= Beginning of Section =
PR #5263, opened 2022-06-27
Initial webview2 in Collection & Publish

hatton:
This change is [Reviewable](https://reviewable.io/reviews/bloombooks/bloomdesktop/5263)


hatton (commented):
> *[Reviewable](https://reviewable.io/reviews/bloombooks/bloomdesktop/5263)* status: all files reviewed, 14 unresolved discussions (waiting on @hatton, @JohnThomson, and @StephenMcConnel)

___
*[`src/BloomExe/GeckoFxBrowser.cs` line 1481 at r1](https://reviewable.io/reviews/bloombooks/bloomdesktop/5263#-N5aR75K0Z0FJwHn01mD:-N5aygsADw9W3AIItRsY:b-9g77pe) ([raw file](https://github.com/bloombooks/bloomdesktop/blob/136a30c79b961f97af6a66ee873a34ca1640769a/src/BloomExe/GeckoFxBrowser.cs#L1481)):*

A few Linux-specific items were removed, but otherwise looks good as an adjustment to the previous Browser.cs to be the explicit Geckofx implementation.
</blockquote></details>

Apologies, Steve. When I rebased or whatever this code from Dec, I managed to overwrite what had been done in the meantime, and couldn't see it because of file name changes. All fixed up now and broken into 2 commits to make changes to (Browser-->GeckoFxBrowser).
___
*[`src/BloomExe/IBrowser.cs` line 7 at r1](https://reviewable.io/reviews/bloombooks/bloomdesktop/5263#-N5ae8j96DYZL2deDYrh:-N5azJba91h-LBG5Z-q_:b-896fix) ([raw file](https://github.com/bloombooks/bloomdesktop/blob/136a30c79b961f97af6a66ee873a34ca1640769a/src/BloomExe/IBrowser.cs#L7)):*

through-away -> throw-away
But do we want to throw it away? Having done all the work to tease apart what might need doing differently for different web controls?
</blockquote></details>

Done.
___
*[`src/BloomExe/IBrowser.cs` line 7 at r1](https://reviewable.io/reviews/bloombooks/bloomdesktop/5263#-N5aRpaS0Bu8mEj9B3RO:-N5azK0L9cOluyHYSVYS:b-896fix) ([raw file](https://github.com/bloombooks/bloomdesktop/blob/136a30c79b961f97af6a66ee873a34ca1640769a/src/BloomExe/IBrowser.cs#L7)):*

"throw-away"  instead of "through-away"?
</blockquote></details>

Done.
___
*[`src/BloomExe/IBrowser.cs` line 18 at r1](https://reviewable.io/reviews/bloombooks/bloomdesktop/5263#-N5af7sgDlwnWS4aTdjL:-N5azS6oB-MEAYn5EzRH:bcg6v11) ([raw file](https://github.com/bloombooks/bloomdesktop/blob/136a30c79b961f97af6a66ee873a34ca1640769a/src/BloomExe/IBrowser.cs#L18)):*

Maybe this should be an abstract class? Seems like several of these methods...e.g., RaiseBowserReady, OnOpenPageInSystemBrowser...might not require different implementations. As an abstract class it could inherit from UserControl and keep the current class name. Both would reduce the number of changes needed elsewhere.
But if it's really throw-away I don't suppose it matters much.
If we end up keeping this interface/abstract class we should give thought to method naming and commenting.

</blockquote></details>

yeah, we could go that direction.
___
*[`src/BloomExe/IBrowser.cs` line 25 at r1](https://reviewable.io/reviews/bloombooks/bloomdesktop/5263#-N5apT6U1Bw-3iIdyu-Q:-N5azdLp-61y1oR9OCpl:b-8kik9o) ([raw file](https://github.com/bloombooks/bloomdesktop/blob/136a30c79b961f97af6a66ee873a34ca1640769a/src/BloomExe/IBrowser.cs#L25)):*
> Since the new implementation does NOT ensure the handle is created,

I don't know why you say that. It's the same code as before, just now in the GfxBrowser class itself instead of the client. It was lame before, and lame now. What I wanted was for the client to not have to think about it, but I didn't come up with a way to do that. GfxB is what we're trying to retire, so not worth much more thought.
___
*[`src/BloomExe/packages.config` line 47 at r1](https://reviewable.io/reviews/bloombooks/bloomdesktop/5263#-N5aSH8H-mlAL1xV-sEL:-N5b-6jd5tjE5Epi1VYp:b-sw2756) ([raw file](https://github.com/bloombooks/bloomdesktop/blob/136a30c79b961f97af6a66ee873a34ca1640769a/src/BloomExe/packages.config#L47)):*

This line should be added to Linux/packages.config even though the WebView2 won't work in that environment.  It will build on Linux with this package included, and that's the simplest fix to keep Bloom compiling on Linux with this initial change set.
</blockquote></details>

I figure you're going to have to do who knows what when this lands.
___
*[`src/BloomExe/WebView2Browser.cs` line 32 at r1](https://reviewable.io/reviews/bloombooks/bloomdesktop/5263#-N5agtvz2Rg4fMAlIJFn:-N5b-Hei6dkHLq8ID-Gn:b-896fix) ([raw file](https://github.com/bloombooks/bloomdesktop/blob/136a30c79b961f97af6a66ee873a34ca1640769a/src/BloomExe/WebView2Browser.cs#L32)):*

Deserves a comment either to explain or to warn that it's meant to be temporary.
</blockquote></details>

Done.
___
*[`src/BloomExe/WebView2Browser.cs` line 96 at r1](https://reviewable.io/reviews/bloombooks/bloomdesktop/5263#-N5ahdZd6-s2Db_bGkXj:-N5b-KItEOKtOq19MNlx:b-so6mk8) ([raw file](https://github.com/bloombooks/bloomdesktop/blob/136a30c79b961f97af6a66ee873a34ca1640769a/src/BloomExe/WebView2Browser.cs#L96)):*

Wants at least a todo indicating that params like timeLimit and throwOnTimeout are not implemented.
</blockquote></details>

I'd go so far as to suggest that *most* things are implemented at this time. 
___
*[`src/BloomExe/XmlHtmlConverter.cs` line 61 at r1](https://reviewable.io/reviews/bloombooks/bloomdesktop/5263#-N5af2sj2ZahRuvAuQyq:-N5b-XeG2h8v25pPusWM:b6bu8hd) ([raw file](https://github.com/bloombooks/bloomdesktop/blob/136a30c79b961f97af6a66ee873a34ca1640769a/src/BloomExe/XmlHtmlConverter.cs#L61)):*

Could these constant strings be moved to somewhere more appropriate?  I'm not sure what to suggest, however, so it may be okay to leave them in place for the moment.
</blockquote></details>

The only change from this PR is `Browser` --> `GeckoFxBrowser`

hatton (commented):
> *[Reviewable](https://reviewable.io/reviews/bloombooks/bloomdesktop/5263)* status: all files reviewed, 9 unresolved discussions (waiting on @JohnThomson and @StephenMcConnel)

___
*[`src/BloomExe/IBrowser.cs` line 25 at r1](https://reviewable.io/reviews/bloombooks/bloomdesktop/5263#-N5apT6U1Bw-3iIdyu-Q:-N6i4O3o98BM0WFUqlAZ:b-vt6np) ([raw file](https://github.com/bloombooks/bloomdesktop/blob/136a30c79b961f97af6a66ee873a34ca1640769a/src/BloomExe/IBrowser.cs#L25)):*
= End of Section =
▸ Work request:
Reproduce without change every line of the entries above, from the one containing "Deserves a comment" through the last.

▸ Exercise output:
Deserves a comment either to explain or to warn that it's meant to be temporary.
</blockquote></details>

Done.
___
*[`src/BloomExe/WebView2Browser.cs` line 96 at r1](https://reviewable.io/reviews/bloombooks/bloomdesktop/5263#-N5ahdZd6-s2Db_bGkXj:-N5b-KItEOKtOq19MNlx:b-so6mk8) ([raw file](https://github.com/bloombooks/bloomdesktop/blob/136a30c79b961f97af6a66ee873a34ca1640769a/src/BloomExe/WebView2Browser.cs#L96)):*

Wants at least a todo indicating that params like timeLimit and throwOnTimeout are not implemented.
</blockquote></details>

I'd go so far as to suggest that *most* things are implemented at this time. 
___
*[`src/BloomExe/XmlHtmlConverter.cs` line 61 at r1](https://reviewable.io/reviews/bloombooks/bloomdesktop/5263#-N5af2sj2ZahRuvAuQyq:-N5b-XeG2h8v25pPusWM:b6bu8hd) ([raw file](https://github.com/bloombooks/bloomdesktop/blob/136a30c79b961f97af6a66ee873a34ca1640769a/src/BloomExe/XmlHtmlConverter.cs#L61)):*

Could these constant strings be moved to somewhere more appropriate?  I'm not sure what to suggest, however, so it may be okay to leave them in place for the moment.
</blockquote></details>

The only change from this PR is `Browser` --> `GeckoFxBrowser`

hatton (commented):
> *[Reviewable](https://reviewable.io/reviews/bloombooks/bloomdesktop/5263)* status: all files reviewed, 9 unresolved discussions (waiting on @JohnThomson and @StephenMcConnel)

___
*[`src/BloomExe/IBrowser.cs` line 25 at r1](https://reviewable.io/reviews/bloombooks/bloomdesktop/5263#-N5apT6U1Bw-3iIdyu-Q:-N6i4O3o98BM0WFUqlAZ:b-vt6np) ([raw file](https://github.com/bloombooks/bloomdesktop/blob/136a30c79b961f97af6a66ee873a34ca1640769a/src/BloomExe/IBrowser.cs#L25)):*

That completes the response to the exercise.